◆ What is expected ◆
The answer should consist of every line of the material, repeated verbatim.

*** Block opens ***

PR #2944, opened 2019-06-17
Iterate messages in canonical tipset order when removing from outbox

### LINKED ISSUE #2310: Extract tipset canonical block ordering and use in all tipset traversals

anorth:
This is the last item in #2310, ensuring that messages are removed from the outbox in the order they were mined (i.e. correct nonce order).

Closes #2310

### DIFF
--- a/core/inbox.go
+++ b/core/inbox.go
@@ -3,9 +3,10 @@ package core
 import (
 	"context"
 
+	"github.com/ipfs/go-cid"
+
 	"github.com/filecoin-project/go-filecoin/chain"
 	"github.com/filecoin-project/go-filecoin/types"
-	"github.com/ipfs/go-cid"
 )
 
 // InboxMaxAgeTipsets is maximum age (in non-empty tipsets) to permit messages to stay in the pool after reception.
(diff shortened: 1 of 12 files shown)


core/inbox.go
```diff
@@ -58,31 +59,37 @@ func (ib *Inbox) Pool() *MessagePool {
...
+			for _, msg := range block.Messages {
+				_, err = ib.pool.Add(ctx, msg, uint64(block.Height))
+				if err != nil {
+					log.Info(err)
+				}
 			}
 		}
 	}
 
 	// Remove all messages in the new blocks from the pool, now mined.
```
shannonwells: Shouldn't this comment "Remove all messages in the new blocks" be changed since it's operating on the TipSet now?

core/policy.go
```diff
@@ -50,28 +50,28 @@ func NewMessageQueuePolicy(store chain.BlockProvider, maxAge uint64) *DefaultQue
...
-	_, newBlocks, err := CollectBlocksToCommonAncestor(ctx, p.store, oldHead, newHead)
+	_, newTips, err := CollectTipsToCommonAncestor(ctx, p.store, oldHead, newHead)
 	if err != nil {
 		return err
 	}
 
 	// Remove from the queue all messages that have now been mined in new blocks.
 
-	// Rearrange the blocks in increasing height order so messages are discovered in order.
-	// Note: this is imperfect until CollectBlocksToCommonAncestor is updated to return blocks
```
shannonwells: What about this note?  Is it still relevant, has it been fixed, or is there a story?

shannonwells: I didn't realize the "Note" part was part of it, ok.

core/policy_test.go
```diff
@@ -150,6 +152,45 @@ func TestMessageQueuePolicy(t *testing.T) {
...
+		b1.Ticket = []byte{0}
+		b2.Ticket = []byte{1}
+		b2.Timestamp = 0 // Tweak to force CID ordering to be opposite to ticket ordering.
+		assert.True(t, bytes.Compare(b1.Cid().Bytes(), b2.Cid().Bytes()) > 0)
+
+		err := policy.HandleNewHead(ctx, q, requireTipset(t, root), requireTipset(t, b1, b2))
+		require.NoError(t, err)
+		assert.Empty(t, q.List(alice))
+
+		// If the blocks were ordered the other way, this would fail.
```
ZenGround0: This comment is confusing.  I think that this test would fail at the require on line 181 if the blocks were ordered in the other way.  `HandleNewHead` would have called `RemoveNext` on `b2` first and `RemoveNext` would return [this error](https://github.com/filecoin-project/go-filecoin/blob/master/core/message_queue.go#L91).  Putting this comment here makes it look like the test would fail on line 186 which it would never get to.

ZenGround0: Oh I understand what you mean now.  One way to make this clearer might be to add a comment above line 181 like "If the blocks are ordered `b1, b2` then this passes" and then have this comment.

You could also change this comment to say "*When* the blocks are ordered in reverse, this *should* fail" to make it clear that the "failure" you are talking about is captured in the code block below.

*** Block closes ***

◆ Task result ◆
PR #2944, opened 2019-06-17
Iterate messages in canonical tipset order when removing from outbox

### LINKED ISSUE #2310: Extract tipset canonical block ordering and use in all tipset traversals

anorth:
This is the last item in #2310, ensuring that messages are removed from the outbox in the order they were mined (i.e. correct nonce order).

Closes #2310

### DIFF
--- a/core/inbox.go
+++ b/core/inbox.go
@@ -3,9 +3,10 @@ package core
 import (
 	"context"
 
+	"github.com/ipfs/go-cid"
+
 	"github.com/filecoin-project/go-filecoin/chain"
 	"github.com/filecoin-project/go-filecoin/types"
-	"github.com/ipfs/go-cid"
 )
 
 // InboxMaxAgeTipsets is maximum age (in non-empty tipsets) to permit messages to stay in the pool after reception.
(diff shortened: 1 of 12 files shown)


core/inbox.go
```diff
@@ -58,31 +59,37 @@ func (ib *Inbox) Pool() *MessagePool {
...
+			for _, msg := range block.Messages {
+				_, err = ib.pool.Add(ctx, msg, uint64(block.Height))
+				if err != nil {
+					log.Info(err)
+				}
 			}
 		}
 	}
 
 	// Remove all messages in the new blocks from the pool, now mined.
```
shannonwells: Shouldn't this comment "Remove all messages in the new blocks" be changed since it's operating on the TipSet now?

core/policy.go
```diff
@@ -50,28 +50,28 @@ func NewMessageQueuePolicy(store chain.BlockProvider, maxAge uint64) *DefaultQue
...
-	_, newBlocks, err := CollectBlocksToCommonAncestor(ctx, p.store, oldHead, newHead)
+	_, newTips, err := CollectTipsToCommonAncestor(ctx, p.store, oldHead, newHead)
 	if err != nil {
 		return err
 	}
 
 	// Remove from the queue all messages that have now been mined in new blocks.
 
-	// Rearrange the blocks in increasing height order so messages are discovered in order.
-	// Note: this is imperfect until CollectBlocksToCommonAncestor is updated to return blocks
```
shannonwells: What about this note?  Is it still relevant, has it been fixed, or is there a story?

shannonwells: I didn't realize the "Note" part was part of it, ok.

core/policy_test.go
```diff
@@ -150,6 +152,45 @@ func TestMessageQueuePolicy(t *testing.T) {
...
+		b1.Ticket = []byte{0}
+		b2.Ticket = []byte{1}
+		b2.Timestamp = 0 // Tweak to force CID ordering to be opposite to ticket ordering.
+		assert.True(t, bytes.Compare(b1.Cid().Bytes(), b2.Cid().Bytes()) > 0)
+
+		err := policy.HandleNewHead(ctx, q, requireTipset(t, root), requireTipset(t, b1, b2))
+		require.NoError(t, err)
+		assert.Empty(t, q.List(alice))
+
+		// If the blocks were ordered the other way, this would fail.
```
ZenGround0: This comment is confusing.  I think that this test would fail at the require on line 181 if the blocks were ordered in the other way.  `HandleNewHead` would have called `RemoveNext` on `b2` first and `RemoveNext` would return [this error](https://github.com/filecoin-project/go-filecoin/blob/master/core/message_queue.go#L91).  Putting this comment here makes it look like the test would fail on line 186 which it would never get to.

ZenGround0: Oh I understand what you mean now.  One way to make this clearer might be to add a comment above line 181 like "If the blocks are ordered `b1, b2` then this passes" and then have this comment.

You could also change this comment to say "*When* the blocks are ordered in reverse, this *should* fail" to make it clear that the "failure" you are talking about is captured in the code block below.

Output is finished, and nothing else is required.